Vast staat dat verweerder eiser heeft ingelicht over het gegeven dat de loonsuppletie buiten beschouwing zou blijven bij een nieuw beroep op een WW-uitkering. Van verweerder mocht echter ook verwacht worden dat hij eiser tegelijkertijd informeerde over de manier waarop eiser de uit de loonsuppletie voortvloeiende nadelige gevolgen voor de uitkering zou kunnen voorkomen, temeer nu eisers dienstverband bij Vremac reeds was aangevangen.
Verweerders standpunt dat het eiser vrij stond zijn dienstverband bij [bedrijf] te beëindigen mag theoretisch juist zijn, maar houdt onvoldoende rekening met de feitelijke situatie. Zoals hiervoor is overwogen was eiser al bij [bedrijf] in dienst toen hij door verweerder op de hoogte werd gesteld van het gevolg van de loonsuppletie. Het lag dan ook op de weg van verweerder om in zijn brief ook te vermelden dat eiser zonder consequenties het reeds aangevangen dienstverband kon beëindigen. Nu verweerder dit heeft nagelaten is eisers stelling dat hij op dat moment het gevoel had dat hij niet terug kon omdat hij anders verwijtbaar werkloos zou worden, niet onaannemelijk.

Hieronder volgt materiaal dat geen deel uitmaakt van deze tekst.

PR #3373, opened 2024-10-21
allow to set tags on profiles

adbenitez:
see https://support.delta.chat/t/chat-folders-to-collect-chats-by-context/2201

image

image

### DIFF
--- a/src/main/java/org/thoughtcrime/securesms/accounts/AccountSelectionListFragment.java
+++ b/src/main/java/org/thoughtcrime/securesms/accounts/AccountSelectionListFragment.java
@@ -36,6 +36,7 @@ import org.thoughtcrime.securesms.util.Util;
 import org.thoughtcrime.securesms.util.ViewUtil;
 
 import static com.b44t.messenger.DcContact.DC_CONTACT_ID_ADD_ACCOUNT;
+import static org.thoughtcrime.securesms.connect.DcHelper.CONFIG_PRIVATE_TAG;
 
 public class AccountSelectionListFragment extends DialogFragment
 {
@@ -129,14 +130,15 @@ public class AccountSelectionListFragment extends DialogFragment
     View view = View.inflate(activity, R.layout.single_line_input, null);
     EditText inputField = view.findViewById(R.id.input_field);
     inputField.setHint(R.string.profile_tag_hint);
-    inputField.setText(dcContext.getTag());
+    inputField.setText(dcContext.getConfig(CONFIG_PRIVATE_TAG));
 
     new AlertDialog.Builder(activity)
       .setTitle(R.string.profile_tag)
       .setMessage(R.string.profile_tag_explain)
       .setView(view)
       .setPositiveButton(android.R.string.ok, (d, b) -> {
-        dcContext.setTag(inputField.getText().toString().trim());
+        String newTag = inputField.getText().toString().trim();
+        dcContext.setConfig(CONFIG_PRIVATE_TAG, newTag);
         AccountManager.getInstance().showSwitchAccountMenu(activity);
       })
       .setNegativeButton(R.string.cancel, (d, b) -> AccountManager.getInstance().showSwitchAccountMenu(activity))
--- a/src/main/java/org/thoughtcrime/securesms/accounts/AccountSelectionListFragment.java
+++ b/src/main/java/org/thoughtcrime/securesms/accounts/AccountSelectionListFragment.java
@@ -128,7 +128,7 @@ public class AccountSelectionListFragment extends DialogFragment
     DcContext dcContext = DcHelper.getAccounts(activity).getAccount(accountId);
     View view = View.inflate(activity, R.layout.single_line_input, null);
     EditText inputField = view.findViewById(R.id.input_field);
-    inputField.setHint(R.string.enter_tag);
+    inputField.setHint(R.string.tag_field_hint);
     inputField.setText(dcContext.getTag());
 
     new AlertDialog.Builder(activity)
--- a/src/main/java/org/thoughtcrime/securesms/accounts/AccountSelectionListFragment.java
+++ b/src/main/java/org/thoughtcrime/securesms/accounts/AccountSelectionListFragment.java
@@ -128,7 +128,7 @@ public class AccountSelectionListFragment extends DialogFragment
     DcContext dcContext = DcHelper.getAccounts(activity).getAccount(accountId);
     View view = View.inflate(activity, R.layout.single_line_input, null);
     EditText inputField = view.findViewById(R.id.input_field);
-    inputField.setHint(R.string.tag_field_hint);
+    inputField.setHint(R.string.profile_tag_hint);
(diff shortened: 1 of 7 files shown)


adbenitez:
this uses `ui.tag` it make sense to add a core setting for this eventually but should not be a blocker if we don't want to invest time into that for now

r10s:
nice! 

indeed i also drafted sth. these days, see https://github.com/deltachat/deltachat-core-rust/pull/6088 and https://github.com/deltachat/deltachat-android/compare/main...r10s/internal-profile-names

while the android PR is far behind yours (maybe only some inspiration for wordings), we should consider to add an "official" config for core - i think, it makes sense to sync them at some point and also that is better wrt compatibility and synchronisation. might also be, core will use the labels for sth at some point, name of backups or so

src/main/res/values/strings.xml
```diff
@@ -647,6 +647,10 @@
     <string name="accept_invalid_certificates">Accept invalid certificates</string>
     <string name="switch_account">Switch Profile</string>
     <string name="add_account">Add Profile</string>
+    <string name="profile_tag">Profile Tag</string>
+    <string name="enter_tag">Enter Tag</string>
+    <string name="set_tag">Set Tag</string>
```
r10s, line 652: "set" seems redundant here, usually, we do not use that verb. the menu entry would better just read "Profile Tag" (or whatever we chose here)

src/main/res/values/strings.xml
```diff
@@ -647,6 +647,10 @@
     <string name="accept_invalid_certificates">Accept invalid certificates</string>
     <string name="switch_account">Switch Profile</string>
     <string name="add_account">Add Profile</string>
+    <string name="profile_tag">Profile Tag</string>
+    <string name="enter_tag">Enter Tag</string>
```
r10s, line 651: for the placeholder, maybe write down some examples?

`eg. Work, Family, ...`

src/main/res/layout/account_selection_list_item.xml
```diff
@@ -60,16 +60,17 @@
...
+              android:id="@+id/addr"
+              android:layout_width="wrap_content"
+              android:layout_height="wrap_content"
+              android:textDirection="ltr"
+              android:singleLine="true"
+              android:ellipsize="marquee"
+              android:textAppearance="?android:attr/textAppearanceSmall"
+              android:textSize="14sp"
+              android:fontFamily="sans-serif-light"
+              tools:text="user@example.com" />
```
r10s, line 73: ah, this is the old "address" :)

maybe we should rename it to sth. more fitting.

also, if no label is set, the alignment is not centered vertically:

r10s (commented):
very nice!

src/main/res/values/strings.xml
adbenitez: the examples are in the explanation text :thinking:

src/main/res/layout/account_selection_list_item.xml
adbenitez: fixed

src/main/res/values/strings.xml
adbenitez: I took inspiration from your branch, kept "Tag" instead of label, but if you prefer Label we can change it

src/main/res/values/strings.xml
```diff
@@ -647,6 +647,9 @@
     <string name="accept_invalid_certificates">Accept invalid certificates</string>
     <string name="switch_account">Switch Profile</string>
     <string name="add_account">Add Profile</string>
+    <string name="profile_tag">Private Tag</string>
+    <string name="tag_field_hint">eg. Work, Family, ...</string>
```
r10s, line 651:
```suggestion
    <string name="profile_tag_hint">eg. Work, Family, ...</string>
```

src/main/java/org/thoughtcrime/securesms/accounts/AccountSelectionListFragment.java
```diff
@@ -113,9 +114,35 @@ private void onContextItemSelected(MenuItem item, int accountId) {
...
 
+  private void onSetTag(int accountId) {
+    Activity activity = getActivity();
+    if (activity == null) return;
+    AccountSelectionListFragment.this.dismiss();
+
+    DcContext dcContext = DcHelper.getAccounts(activity).getAccount(accountId);
+    View view = View.inflate(activity, R.layout.single_line_input, null);
+    EditText inputField = view.findViewById(R.id.input_field);
+    inputField.setHint(R.string.tag_field_hint);
```
r10s, line 131: i thought somehow, setting placeholders is also possible directly in`.xml`, but maybe i'm wrong :)

adbenitez: the `single_line_input` layout is used for set contact profile name and add proxy dialogs, it is generic for any dialog wanting to add a single line input field, so the hint can't be set in the xml

src/main/res/values/strings.xml
r10s: tag is fine. and i also think "private" is an improvement over my "personal"

adbenitez:
updated to use the new `private_tag` setting now that it is part of main branch in core, we need a new tagged core before this can be merged

r10s:
updated the core on main; this PR needs a rebase

src/main/res/values/strings.xml
```diff
@@ -652,6 +652,9 @@
     <string name="accept_invalid_certificates">Accept invalid certificates</string>
     <string name="switch_account">Switch Profile</string>
     <string name="add_account">Add Profile</string>
+    <string name="profile_tag">Private Tag</string>
+    <string name="profile_tag_hint">eg. Work, Family, ...</string>
```
r10s, line 656: i think, either `eg.` or `...` is enough:

```suggestion
    <string name="profile_tag_hint">eg. Work, Family</string>
```

or 

```suggestion
    <string name="profile_tag_hint">Work, Family, …</string>
```

in any case, `...` which should be an ellipsis, so `…` and not `...`

r10s (approved):
wondering, if it makes sense to show the tag additionally in the subtitle above the chatlist. but that can go to another PR, if we think it makes sense. it is already very useful as it is now

src/main/res/layout/account_selection_list_item.xml
```diff
@@ -60,16 +60,17 @@
...
-                      android:ellipsize="marquee"
-                      android:textAppearance="?android:attr/textAppearanceSmall"
-                      android:textSize="14sp"
-                      android:fontFamily="sans-serif-light"
-                      tools:text="user@example.com" />
+          <org.thoughtcrime.securesms.components.emoji.EmojiTextView
+              android:id="@+id/addr_or_tag"
+              android:layout_width="wrap_content"
+              android:layout_height="wrap_content"
+              android:textDirection="ltr"
```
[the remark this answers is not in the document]
r10s: i think, this comes maybe copy+paster from old signal code, where this was a _phone number_ ...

Bovendien acht de rechtbank het van belang dat eiser het dienstverband bij Vremac in het kader van een reïntegratietraject bij Randstad is aangegaan. Eiser mocht er in dit kader op vertrouwen dat ook zijn financiële belangen voldoende zouden worden gewaarborgd.
Gezien deze feiten en omstandigheden is de rechtbank van oordeel dat in het voorliggende geval onverkorte toepassing van artikel 45 van de WW in die mate in strijd komt met regels van ongeschreven recht, dat zij op grond daarvan geen rechtsplicht meer kan zijn.
Het bestreden besluit komt derhalve wegens strijd met artikel 3:4, tweede lid, van de Algemene wet bestuursrecht (Awb), voor vernietiging in aanmerking, voorzover het dagloon is gehandhaafd op € 62,81. Het beroep is gegrond. Verweerder dient een nieuw besluit op bezwaar te nemen met in achtneming van hetgeen hiervoor is overwogen.
Eisers verzoek om schadevergoeding wijst de rechtbank in de onderhavige procedure af, nu verweerder nog een nieuw besluit moet nemen. Verweerder zal in het kader van dit nieuw te nemen besluit tevens een – primair – besluit op dit verzoek moeten nemen.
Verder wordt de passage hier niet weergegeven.